Figure 3. PD-1H–deficient mice are more susceptible to acute Con A–induced hepatitis.

(A) PD-1H–KO or WT C57BL/6 littermates received i.v. injections of Con A at 30 mg/kg and were monitored for survival. (B) PD-1H–KO or WT C57BL/6 littermates received sublethal i.v. injections of Con A at 15 mg/kg,and serum was isolated at the indicated times to analyze cytokine levels. (C) As in B, serum at 24 hours was analyzed for ALT concentration. (D) The livers of PD-1H–KO or littermates receiving 15 mg/kg Con A were isolated at 24 hours, and the cells were stained with anti-CD4 and anti-NK1.1 mAbs for calculation of absolute cell numbers. (E) C57BL/6 mice were pretreated with i.p. injections of control mouse Ig or anti–PD-1H (mam82) 3 hours before i.v. injections of Con A at 30 mg/kg and monitored for survival. (F) As in E, mice were bled at 20 hours, and the serum was analyzed for ALT concentration.

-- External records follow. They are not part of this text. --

Issue #2447, opened 2022-11-24
conflicting `SAVE IMAGE` commands produce inconsistent results


alexcb:
```Earthfile
VERSION 0.6

a:
  FROM alpine
  RUN echo a > /data
  SAVE IMAGE testimg:latest

b:
  FROM alpine
  RUN echo b > /data
  SAVE IMAGE testimg:latest

all:
  BUILD +a
  BUILD +b
```

Now run it:

```
$ earthly-v0.6.30 +all
 1. Init 🚀
————————————————————————————————————————————————————————————————————————————————

           buildkitd | Found buildkit daemon as docker container (earthly-buildkitd)

 2. Build 🔧
————————————————————————————————————————————————————————————————————————————————

              alpine | --> Load metadata linux/amd64
                  +b | --> FROM alpine
                  +b | [██████████] 100% resolve docker.io/library/alpine@sha256:8914eb54f968791faf6a8638949e480fef81e697984fba772b3976835194c6d4
                  +a | *cached* --> RUN echo a > /data
                  +b | *cached* --> RUN echo b > /data
              output | --> exporting outputs
              output | [██████████] 100% exporting layers
              output | [██████████] 100% exporting manifest sha256:acb3a1060a78285c2b7519dda7e7df43194e97b38a122650b2d028bcdd5ed948
              output | [██████████] 100% exporting config sha256:e773588bc732c488a89644973830841a0633d3c4278fa662736967a512b0a846
              output | [██████████] 100% transferring docker.io/library/testimg:latest
              output | 
 3. Push ⏫ (disabled)
————————————————————————————————————————————————————————————————————————————————

To enable pushing use earthly --push

 4. Local Output 🎁
————————————————————————————————————————————————————————————————————————————————

Image +a output as testimg:latest
Image +b output as testimg:latest


========================== 🌍 Earthly Build  ✅ SUCCESS ==========================

Shareable link: https://ci.earthly.dev/logs?logId=1f999b54-14da-4ff2-8dbe-cc5088271fd0
```

sometimes the image will contain data from `a`:

```
alex@mah:~/test/multi-save-image$ docker run --rm testimg:latest /bin/sh -c 'cat /data'
a
```

and other times it will contain `b`:

```
$ docker run --rm testimg:latest /bin/sh -c 'cat /data'
b
```

however in all cases the `Local Output` portion is always sorted alphabetically.

alexcb:
[...]

PR #2451, opened 2022-11-25
unused args should not be propagated

alexcb:
Propitiating all args, even unused args will cause the same target to be converted multiple times, which would lead to duplicate save image commands.

### DIFF
--- a/earthfile2llb/converter.go
+++ b/earthfile2llb/converter.go
@@ -114,7 +114,6 @@ func NewConverter(ctx context.Context, target domain.Target, bc *buildcontext.Da
 		Final:   sts,
 		Visited: opt.Visited,
 	}
-	sts.AddOverridingVarsAsBuildArgInputs(opt.OverridingVars)
 	newCollOpt := variables.NewCollectionOpt{
 		Console:          opt.Console,
 		Target:           target,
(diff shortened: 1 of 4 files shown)


alexcb:
fixes #2447

alexcb:
Without this change, when `Earthfile2LLB` is called, the args `myarg=notused` and `myarg=unused` cause the underlying

```
same, err := CompareTargetInputs(target, platr, allowPrivileged, overridingVars, sts.TargetInput())
```

to return `same=false` when evaluating `BUILD +a`, even though `myarg` isn't defined under the `a` target.

This then bubbles up to `found` being returned as `false`, which causes a second `SAVE IMAGE` to get evaluated as a result.

alexcb:
Any thoughts if there's some additional tests that we should write to ensure this doesn't break other things?

tests/wait-block/save-image-indirect-unused-args/Earthfile
```diff
@@ -0,0 +1,21 @@
...
+indirect:
+  FROM alpine:3.15
+  ARG myarg
+  BUILD +a
+
+test:
+  WAIT
+    BUILD +indirect --myarg=notused
+    BUILD +indirect --myarg=unused
+  END
```
vladaionescu, line 21: What is the expected outcome of this test. From the looks of it, it should result in an error?

earthfile2llb/converter.go
```diff
@@ -114,7 +114,6 @@ func NewConverter(ctx context.Context, target domain.Target, bc *buildcontext.Da
 		Final:   sts,
 		Visited: opt.Visited,
 	}
-	sts.AddOverridingVarsAsBuildArgInputs(opt.OverridingVars)
```
vladaionescu, line 117: This doesn't look right..?

tests/wait-block/save-image-indirect-unused-args/Earthfile
alexcb: Without this fix, we get the error:

```
Error: build target: build main: failed to solve: SAVE IMAGE earthly/testimg:f8874c9c-50bd-4634-aa5f-c53f26b69b87 was already declared (none had --platform values)
```

earthfile2llb/converter.go
alexcb: They should be added in via `buildTarget`'s `propagateBuildArgs`, but perhaps there's other places we would need to add them in.

```
if !reserved.IsBuiltIn(bai.Name) {
				c.mts.Final.AddBuildArgInput(bai)
}
```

The experiments were repeated 3 to 5 times with 5 mice/group. *P < 0.05.

Figure 4. PD-1H expression on hematopoietic cells regulates the severity of acute Con A–induced hepatitis.

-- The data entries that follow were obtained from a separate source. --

PR #2453, opened 2022-11-25
Allow files to be greater than 64kB

### LINKED ISSUE #2452: Artifact saving in FINALLY is buggy
I want to save a test report even on failure, so I'm trying to use `--try` from #587. If the artifact is not tiny, I see it getting cropped somehow! Check it out:

```
VERSION --try 0.6
FROM mambaorg/micromamba:jammy

works:
  RUN head -c 500k < /dev/zero > hello
  RUN ls -l hello
  TRY
    RUN true
  FINALLY
    SAVE ARTIFACT hello AS LOCAL hello
  END

buggy:
  RUN head -c 500k < /dev/zero > hello
  RUN ls -l hello
  TRY
    RUN false
  FINALLY
    SAVE ARTIFACT hello AS LOCAL hello
  END
```

Output:

```
$ rm -f hello; earthly --no-cache +works; ls -l hello
              +works | --> RUN head -c 500k < /dev/zero > hello
              +works | --> RUN ls -l hello
              +works | -rw-r--r-- 1 mambauser mambauser 512000 Nov 25 20:49 hello
              +works | --> RUN true
              +works | --> SAVE ARTIFACT hello +works/hello AS LOCAL hello
-rw-r--r-- 1 darabos darabos 512000 Apr 16  2020 hello
```

```
$ rm -f hello; earthly --no-cache +buggy; ls -l hello
              +buggy | --> RUN head -c 500k < /dev/zero > hello
              +buggy | --> RUN ls -l hello
              +buggy | -rw-r--r-- 1 mambauser mambauser 512000 Nov 25 20:45 hello
              +buggy | --> RUN false
              +buggy | ERROR Earthfile line 17:4
              +buggy |       The command
              +buggy |           RUN false
              +buggy |       did not complete successfully. Exit code 1
-rw-r--r-- 1 darabos darabos 53248 Nov 25 21:45 hello
```

It still manages to create `hello` on failure, but it's just 53,248 bytes! Where's the rest of my file?

For sizes up to 65,535 bytes it works. For sizes larger than that I get (SIZE % 65536) bytes.

Looks like an all-zero file is kind of a special case. With `head -c 500k < /dev/random` the file doesn't get created if it's longer than 65,535 bytes. And this is what I see in my real use case with an 8 MB zip file.

darabos:
Fixes #2452.

At first I tried using Read/WriteDataPacket in a loop, but this is simpler.

I have no idea about tests, sorry. But it works on my test case when I try it manually.

### DIFF
--- a/cmd/debugger/main.go
+++ b/cmd/debugger/main.go
@@ -117,7 +117,7 @@ func sendFile(ctx context.Context, sockAddr, src, dst string) error {
 		return err
 	}
 
-	err = common.WriteDataPacket(conn, len(b), b)
+	err = common.WriteFileTransfer(conn, b)
 	if err != nil {
 		return err
 	}
--- a/cmd/earthly/build_cmd.go
+++ b/cmd/earthly/build_cmd.go
@@ -549,7 +549,7 @@ func getTryCatchSaveFileHandler(localArtifactWhiteList *gatewaycrafter.LocalArti
 		}
 
 		// data
-		_, data, err := debuggercommon.ReadDataPacket(conn)
+		data, err := debuggercommon.ReadFileTransfer(conn)
 		if err != nil {
 			return err
 		}
--- a/debugger/common/common.go
+++ b/debugger/common/common.go
@@ -4,6 +4,9 @@ import (
 	"bytes"
 	"encoding/binary"
 	"io"
+	"math"
+
+	"github.com/pkg/errors"
 )
 
 //******************************************************************************************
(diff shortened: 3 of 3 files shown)


alexcb:
Thanks for the contribution, I gave it a test and it works great locally; however, we will need to make this change backwards compatible with older versions of (remote) buildkit instances (e.g. satellites).

However this will require a brand new versioning scheme to be implemented; 

https://github.com/earthly/earthly/blob/4d6b0fe99c2dc02418e4c9409f8c6695a302428a/debugger/terminal/terminal_other.go#L44

will have to first read an int (outside of the loop), and if it's a `1` (`StartShellSession`), then we'll jump to legacy mode, otherwise we'll enter into some sort of capabilities-connection-handshake, which could be used to determine if we support large files.

I'm happy to take this PR over and work on the backwards logic if it's too big of an ask.

darabos:
> I'm happy to take this PR over and work on the backwards logic if it's too big of an ask.

Oh, yes, please! I don't know enough about this. Thank you!

alexcb:
> > I'm happy to take this PR over and work on the backwards logic if it's too big of an ask.
> 
> Oh, yes, please! I don't know enough about this. Thank you!

It turns out that we already had a protocol versioning scheme implemented at the send file layer; for version 2 we'll send files over in 64k chunks: #2458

(A) Depiction of BM chimeric models for the Con A hepatitis experiments and analysis of chimerism in blood for CD4⁺ and CD8⁺ T cell reconstitution at 3 weeks. (B) Chimeric mice were bled 3 weeks after reconstitution, and CD4⁺ and CD8⁺ percentages were determined. (C) Rag-1–KO mice adoptively transferred with either PD-1H–KO or WT TCD-BM and injected with 15 mg/kg Con A were bled at 3 hours for analysis of serum cytokine levels as indicated. (D) As in C, liver lymphocytes were stained with anti-CD4 and anti-NK1.1 to determine absolute cell numbers in liver. (E) PD-1H–KO mice reconstituted with PD-1H–KO or WT TCD-BM were injected (i.v.) with 15 mg/kg of Con A and bled at 2, 5, and 24 hours for analysis of serum ALT concentrations. (F) As in C, serum at the 2- hour time point was analyzed for cytokines. *P < 0.05.

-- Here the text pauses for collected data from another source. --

PR #2458, opened 2022-11-28
fix: support saving large files on failure

### LINKED ISSUE #2452: Artifact saving in FINALLY is buggy

alexcb:
Fixes #2452

### DIFF
--- a/cmd/debugger/main.go
+++ b/cmd/debugger/main.go
@@ -1,9 +1,12 @@
 package main
 
 import (
+	"bufio"
 	"context"
 	"encoding/json"
 	"fmt"
+	"io"
+	"math"
 	"net"
 	"os"
 	"os/exec"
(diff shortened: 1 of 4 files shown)


cmd/debugger/main.go
```diff
@@ -21,6 +23,8 @@ import (
 	"github.com/sirupsen/logrus"
 )
 
+const uint16Max = 65535
```
alexcb, line 26: does this exist in an official go package? I couldn't find it anywhere.

vladaionescu (approved):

Figure 5. PD-1H–KO mice are resistant to the growth of GL261 glioma.

3 × 10⁵ GL261-luc cells were injected into the left hemisphere of the brains of PD-1H–KO or WT mice. Mice were subsequently treated with or without 4 Gy radiotherapy of the whole brain on day 5 after tumor inoculation. (A) Whole-brain tissues were isolated on day 15 for H&E staining. The brain from a WT mouse without tumor inoculation was used as a control. T, tumor area. Scale bars: 600 μm. (B) Survival of WT or PD-1H–KO mice with or without radiotherapy was monitored daily (n = 8). (C) Growth of GL261 tumors in individual mice was measured using a Lumina XR imaging system every 5 days and presented as bioluminescence of tumor in radiance (n = 8). **P < 0.01.

Figure 6. Resistance to GL261 tumor growth in PD-1H–KO mice is mediated by CD4⁺ T cell immunity.

3 × 10⁵ GL261-luc tumor cells were injected into the left hemisphere of the brains of PD-1H–KO or WT mice. Mice were treated with a total dose of 4 Gy radiotherapy of the whole brain on day 5 after tumor inoculation. (A) Ten days after radiotherapy, splenocytes and brain lymphocytes were isolated and restimulated with irradiated GL261 cells for 5 days. Percentages of IFN-γ–producing CD4⁺ T cells of total CD4⁺ T cells (left panels) or IFN-γ–producing CD8⁺ T cells of total CD8⁺ T cells (middle panels) were detected by intracellular staining. IFN-γ levels in culture supernatant were detected by CBA (right panels). One point indicates the result from 1 mouse (n = 6). Naive mice (n = 2) without tumor inoculation were used as negative control. (B) CD4⁺ T cells or CD8⁺ T cells were depleted by i.p. injection of anti-CD4 (GK1.5) or anti-CD8a (53-6.72) antibody at 500 μg every 5 to 7 days from 5 days before tumor inoculation. Survival of mice was monitored daily up to 50 days (n = 5). *P < 0.05; **P < 0.01.